Tale of two strategies

Attractive and efficient perhaps, but quite separated from city life. An architect's drawing...
Attractive and efficient perhaps, but quite separated from city life. An architect's drawing shows a future view of the Clocktower past proposed buildings. Image supplied.
Peter Dowden looks afresh at the model proposed by the University of Otago's new master plan and wonders if it is not, in fact, a retrograde step.

Visit the foyer called "The Link" at the University of Otago and you'll see exhibited there a collection of "master plans" from throughout the ages, none of which were ever fully implemented.

The discarded plans range from more of those black basalt Gothic buildings pointed in Oamaru stone, to Stalinist-cum-British-council-estate brutal concrete (we may congratulate ourselves for evading that particular architectural fate).

Viewing the latest master plan, alongside all the others in the same foyer, it is hard to escape the cynical assumption that the present plan will never be implemented either.

The question then to consider is whether the status quo is such a bad thing.

The slow, steady expansion in a fruit salad of architectural styles, into buildings old and new, large and small, wherever they can be squeezed in, added on or converted provides the University of Otago with part of its charm.

Walk from the Octagon to the university and you are never quite certain that you have arrived as commercial and hospital buildings blend seamlessly into academic blocks.

Continue walking north and you won't be sure where precisely you leave.

The university has overflowed, rendering pubs "dry", student flats "taken" and motels "no vacancy".

The alternative to this amorphous university is the walled university of contiguous buildings, linked by closed streets and courtyards: an academic ecosanctuary.

All of the abandoned plans, and the latest master plan, lean towards this ideal.

It is very much an American model.

Universities in the United States often have walls, gate houses, their own police forces even.

Otago's Campus Watch safety patrols could be indicative of this approach.
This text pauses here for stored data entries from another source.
Issue #1142, opened 2019-10-10
count(*) is not being pushdown


zhexuany:
**Describe the bug**

For a simple query `select count(*) from t`, tispark fails to push down to storage engine. 

**What did you do**
count(*) case:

The website Google Maps is a useful tool to analyse universities' spatial forms: type a university's name and a map of the respective city will be generated showing each department with its own orange blob.

Stanford and Princeton in the US (and Massey and Canterbury in New Zealand) give a sharp concentration of blobs in one corner of a city.

These are universities with boundaries.

You are either in town or "gown".

Enter "University of Oxford" or "University of Cambridge" into Google Maps and you see a scatter of markers, more concentrated in the centre, but spreading right out into the suburbs.

These British universities adopt the whole town as their campuses.

The University of Otago map sits somewhere in between.

Our university draws many of its traditions and styles from the British universities, and it should examine the spatial forms of "Oxbridge" before embracing the walled precinct model.

The questions to consider are: have the present scattered forms of Otago, Oxford and Cambridge impaired scholarly achievement? Will a walled campus make Otago more successful? Is it worth the high capital cost?So what might a scatter-form University of Otago look like? The city has many large commercial buildings, left by the steady decline in Dunedin-headquartered companies after the gold rush ended.

Could New Zealand's former premier financial district, in Queens Gardens and the Exchange, house the faculty of commerce? This would be a return to the original site of the university, in the building that later became the stock exchange, where John Wickliffe House now stands.

Wakari Hospital is stoutly built but oversized and below modern standards for healthcare needs.

Could this be the headquarters of the medical school? Clinical departments would need to remain within Dunedin Hospital, but the academic departments could relocate to an area with plenty of room for expansion.

Retailers could fund the move by expanding on to prime real estate in the back courtyards of the present medical school.

Is the abandoned Carisbrook an ideal site for a few departments? There is certainly plenty of potential student housing nearby.

Dispersal of the University of Otago in this manner is not without costs and problems - how would students and professors get between lectures on opposite ends of town?The benefits, however, might well outweigh such costs and take the University of Otago and the city to new levels of success and prosperity.

A dispersed university would take the heat out of North Dunedin for student housing, transport and parking.

A downtown expansion could revive the Exchange-Queens Gardens area at least as well as any "I'll believe it when I see it" hotel.

Abandoning the idea of a walled campus might break down walls in people's minds too.

A university could do no better than to be "out there" in the community.

The physical form will always influence the "town and gown" relationship.

Dunedin has always been and should always remain New Zealand's premier university city.

The present master plan could create merely a "city with a university".

New Zealand has plenty of those.

Peter Dowden is a Warrington resident.